Le Hamas, venu dans la capitale égyptienne avec son allié du Jihad islamique et avec le Fatah, a accusé Israël de refuser d'accéder à des exigences fondamentales, comme la levée du blocus imposé depuis 2006 à la bande de Gaza, et a refusé de prolonger le cessez-le-feu.

Un porte-parole du Hamas, Moussa Abou Marzouk, a accusé dans la nuit de samedi à dimanche Israël «ne pas être sérieux» dans les négociations. «Nous ne mènerons pas longtemps des discussions sans des négociations sérieuses. Les 24 prochaines heures vont déterminer le sort des discussions», a affirmé le porte-parole à des journalistes «Nous ne souhaitons pas une escalade, mais nous n'accepterons pas qu'il n'y ait pas de réponse à nos exigences», a-t-il poursuivi.

Israël a pour sa part rappelé ses délégués vendredi en assurant qu'il ne discuterait pas «sous les bombes».

Mais selon un membre de la délégation palestinienne samedi soir, une délégation israélienne est de nouveau attendue au Caire, où les négociations indirectes pour un cessez-le-feu durable devraient reprendre dimanche.

Ce négociateur n'a pas écarté la possibilité qu'un nouveau cessez-le-feu provisoire soit annoncé avant ces discussions.

Les Palestiniens se sont entendus avec les Égyptiens sur un transfert à l'Autorité palestinienne du contrôle au point de passage de Rafah vers l'Égypte, le seul qui ne soit pas contrôlé par Israël, et ont accepté le report des discussions sur la construction d'un port, a indiqué une source proche des discussions.

Ne rien lâcher au Hamas

L'Allemagne, la France et la Grande-Bretagne ont lancé un appel conjoint à Israël et au Hamas «à revenir immédiatement à un cessez-le-feu».

Fort de l'ultra-majoritaire soutien de son opinion à la guerre, le premier ministre israélien Benyamin Nétanyahou a fait assaut d'intransigeance dans ses déclarations publiques, refusant de paraître lâcher quelque chose au Hamas. Il s'est en même temps déclaré prêt à voir l'Autorité palestinienne, plus modérée, jouer un rôle.

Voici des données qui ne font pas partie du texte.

PR #7828, opened 2025-10-17
CBG-4579: Add uint64 support to few metrics in sgw

RIT3shSapata:
CBG-4579

Describe your PR here...
- Added `SgwUIntStat` to use `uint64` instead of `int64` for few metrics such as sequence and timestamps
- `int64` stats have a possibility of overflowing which would then make the number negative
- Fixed few type conversions in unit tests which use the updated metrics

## Pre-review checklist

- [ ] Link upstream PRs

- [ ] `GSI=true,xattrs=true` https://jenkins.sgwdev.com/job/SyncGatewayIntegration/141/

### DIFF
--- a/base/stats.go
+++ b/base/stats.go
@@ -475,7 +475,7 @@ type CacheStats struct {
 	HighSeqCached *SgwUIntStat `json:"high_seq_cached"`
 	// The highest contiguous sequence number that has been cached.
 	HighSeqStable         *SgwUIntStat `json:"high_seq_stable"`
-	NonMobileIgnoredCount *SgwIntStat `json:"non_mobile_ignored_count"`
+	NonMobileIgnoredCount *SgwIntStat  `json:"non_mobile_ignored_count"`
 	// The total number of active channels.
 	NumActiveChannels *SgwIntStat `json:"num_active_channels"`
 	// The total number of skipped sequences. This is a cumulative value.
--- a/base/stats.go
+++ b/base/stats.go
@@ -76,7 +76,7 @@ const (
 	StatUnitUnixTimestamp = "unix timestamp"
 
 	StatFormatInt      = "int"
-	StatFormatUint     = "uint"
+	StatFormatUint     = "uint64"
 	StatFormatFloat    = "float"
 	StatFormatDuration = "duration"
 	StatFormatBool     = "bool"
@@ -1085,39 +1085,7 @@ func (s *SgwIntStat) String() string {
 	return strconv.FormatInt(s.Value(), 10)
 }
 
-// NewUIntStat creates and returns a new unsigned integer Sync Gateway stat (SgwUint64Stat).
-// The stat is initialized to initialValue and, unless SkipPrometheusStatsRegistration is true,
-// is registered with Prometheus. It returns an error if required metadata is missing or if
-// Prometheus registration fails.
-//
-// Parameters:
-//
-//	subsystem: The Prometheus subsystem segment (e.g. resource_utilization, database) used to build the fully qualified metric name.
-//	key: The short metric key appended to the subsystem to form the final metric name.
-//	unit: The unit of measurement (e.g. bytes, seconds). Used for metadata export tooling.
-//	description: Human-readable help text for the metric. Must be non-empty.
-//	addedVersion: The Sync Gateway version the stat was introduced. Must be non-empty.
-//	deprecatedVersion: The version the stat was deprecated, or empty if not deprecated.
-//	stability: The stability level (committed, volatile, or internal). Must be non-empty.
-//	labelKeys: Slice of label keys for constant labels. Must align index-wise with labelVals.
-//	labelVals: Slice of label values corresponding to labelKeys. Length must match labelKeys.
-//	statValueType: The Prometheus value type (counter or gauge) controlling exposition semantics.
-//	initialValue: The initial uint64 value assigned to the stat's atomic counter.
-//
-// Behavior:
-//   - Validates required metadata (description, addedVersion, stability).
-//   - Builds a Prometheus descriptor with any constant labels.
-//   - Sets the initial value atomically.
-//   - Registers the metric with Prometheus unless SkipPrometheusStatsRegistration is true.
-//   - Returns (*SgwUint64Stat, error) where error is non-nil on validation or registration failure.
-//
-// Concurrency:
-//
-//	The underlying value uses atomic.Uint64 for safe concurrent mutation by callers.
-//
-// Errors:
-//
-//	Returned if required fields are missing or if prometheus.Register fails (e.g. duplicate registration).
+// NewUIntStat creates a uint64 stat. The stat is initialized to initialValue.
 func NewUIntStat(subsystem, key, unit, description, addedVersion, deprecatedVersion, stability string, labelKeys, labelVals []string, statValueType prometheus.ValueType, initialValue uint64) (*SgwUint64Stat, error) {
 	stat, err := newSGWStat(subsystem, key, unit, description, addedVersion, deprecatedVersion, stability, labelKeys, labelVals, statValueType)
 	if err != nil {
@@ -1140,6 +1108,7 @@ func NewUIntStat(subsystem, key, unit, description, addedVersion, deprecatedVers
 	return wrappedStat, nil
 }
 
+// FormatString returns a name of the stat type used for generating documentation.
 func (s *SgwUint64Stat) FormatString() string {
 	return StatFormatUint
 }
@@ -1148,6 +1117,7 @@ func (s *SgwUint64Stat) Describe(ch chan<- *prometheus.Desc) {
 	ch <- s.statDesc
 }
 
+// Collect satisfies the prometheus.Collector interface communicates the stat to prometheus. This is known to truncate to float64, which is the only format that prometheus can accept.
 func (s *SgwUint64Stat) Collect(ch chan<- prometheus.Metric) {
 	ch <- prometheus.MustNewConstMetric(s.statDesc, s.statValueType, float64(s.Value()))
 }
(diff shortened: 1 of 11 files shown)


base/stats.go
```diff
@@ -653,19 +653,19 @@ type DatabaseStats struct {
 	// The total amount of bytes read over the public REST api
 	PublicRestBytesRead *SgwIntStat `json:"public_rest_bytes_read"`
 	// The value of the last sequence number assigned. Callers using Set should be holding a mutex or ensure concurrent updates to this value are otherwise safe.
-	LastSequenceAssignedValue *SgwIntStat `json:"last_sequence_assigned_value"` // TODO: CBG-4579 - Replace with SgwUintStat stat
+	LastSequenceAssignedValue *SgwUIntStat `json:"last_sequence_assigned_value"` // TODO: CBG-4579 - Replace with SgwUintStat stat
```
torcolvin:
```suggestion
	LastSequenceAssignedValue *SgwUIntStat `json:"last_sequence_assigned_value"`
```

base/stats.go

Le Hamas, lui, doit convertir la résistance opposée à l'armée israélienne en gains politiques en faveur de Gazaouis accablés.

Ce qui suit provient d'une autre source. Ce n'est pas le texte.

PR #7829, opened 2025-10-17
CBG-4895: Allow tuning of dcp_read_buffer and kv_buffer server connstr parameters

RIT3shSapata:
CBG-4895

Describe your PR here...
- Currently `dcp_read_buffer` and `kv_buffer` are only supported if CBS is serverless, need to enable them for regular CBS as well for perf tests in capella
-  remove serverless check for unsupported config options such as dcp_read_buffer and kv_buffer

## Pre-review checklist

- [ ] Link upstream PRs

- [ ] `GSI=true,xattrs=true` https://jenkins.sgwdev.com/job/SyncGatewayIntegration/142/
- [ ] `GSI=true,xattrs=true` https://jenkins.sgwdev.com/job/SyncGatewayIntegration/146/
- [ ] `GSI=true,xattrs=true` https://jenkins.sgwdev.com/job/SyncGatewayIntegration/147/

### DIFF
--- a/base/constants.go
+++ b/base/constants.go
@@ -252,7 +252,7 @@ func ServerIsTLS(server string) bool {
 // Equivalent to the old regexp: `^(walrus:|file:|/|\.)`
 func ServerIsWalrus(server string) bool {
 	return strings.HasPrefix(server, "walrus:") ||
-		strings.HasPrefix(server, "rosmar:") ||
+		strings.HasPrefix(server, "rosmar") ||
 		strings.HasPrefix(server, "file:") ||
 		strings.HasPrefix(server, "/") ||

«Bordure protectrice», déclenchée le 8 juillet par Israël pour faire cesser les tirs de roquettes et détruire le réseau de tunnels servant à des incursions sur son territoire, a tué 1915 Palestiniens, selon les secours palestiniens.

Selon l'Unicef, au moins 447 des tués étaient des enfants ou des adolescents, dont environ 70 % avaient moins de 12 ans.

Côté israélien, 64 soldats et trois civils ont péri.

Des heurts ont en outre éclaté en Cisjordanie, à Al Beirah, près de Ramallah, et à Hébron, après les funérailles de deux Palestiniens tués vendredi par des soldats israéliens lors de manifestations contre l'offensive israélienne à Gaza.

Au-delà de la région, des dizaines de milliers de manifestants sont descendus dans la rue à Londres et au Cap pour condamner les opérations israéliennes. Dans la capitale britannique, jusqu'à 150.000 personnes ont défilé au cri de «Libérez la Palestine». Ils étaient plusieurs milliers à Paris.

En Israël même, l'opposition au conflit reste très marginale. Une centaine de personnes ont manifesté samedi soir à Tel-Aviv en brandissant une banderole proclamant «Arrêtez le massacre et levez le blocus», selon un journaliste de l'AFP.